-- Assignment --
Copy out each line of the material that includes the word "return".

..............................

PR #19405, opened 2021-02-12
[BUGFIX release] Avoid instantiation errors when `app/router.js` injects the router service.

Ravenstine:
Related to my previous PR: #19385

And issue: #17791

@rwjblue Since we talked about this with @snewcomer recently, maybe you can weigh in on this approach?

The intention is to prevent an infinite recursion when `service:router` is invoked before `router:main` has a chance to be initialized and cached.  This PR does it by making `service:router` more "passive" so that the responsibility of forwarding `routeWillChange` and `routeDidChange` events is handled by `router:main`, as opposed to looking up(and possibly instantiating) `router:main` and listening to events on it from `service:router`.  The active behavior of `service:router` instantiating `router:main` seems unexpected, and doesn't appear to be required in any tests.

Specifically, the `service:router` has been changed to only use `router:main` if it's already available and `router:main` now forwards those two route events to `service:router` if that service has been instantiated.  That way there's no possibility of getting caught in a loop if `service:router` happens to be used during initialization of `router:main`, which can happen unexpectedly when using a service from an add-on that references `service:router`.

Definitely open to any kind of feedback.


packages/@ember/-internals/routing/lib/services/router.ts
```diff
@@ -34,6 +19,17 @@ function cleanURL(url: string, rootURL: string) {
...
+  try {
+    return owner.lookup('router:main', { instantiate: false }) || null;
+  } catch (error) {
+    if (error.message !== 'Could not create factory') {
+      throw error;
+    }
+    return null;
+  }
+}
+
```
Ravenstine, line 32: @rwjblue For some reason including `{ instantiate:false }` when looking up the router results in a `Could not create factory` error, so for now I wrapped this in a try-catch because I'm not sure of another more proper way of looking up something without attempting to create it.  Is there an alternative or do you think that could be a bug?

packages/ember/tests/routing/router_service_test/non_application_test_test.js
```diff
@@ -47,19 +47,36 @@ moduleFor(
...
+      assert.equal(this.routerService.get('rootURL'), null);
+      assert.equal(this.routerService.get('currentRoute'), null);
+    }
+
+    ['@test RouterService properties of router can be accessed with default when router is present'](
+      assert
+    ) {
+      assert.expect(5);
+      let router = this.owner.lookup('router:main');
+      router.setupRouter();
```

..............................

-- Response to this task --
+    return owner.lookup('router:main', { instantiate: false }) || null;
+    return null;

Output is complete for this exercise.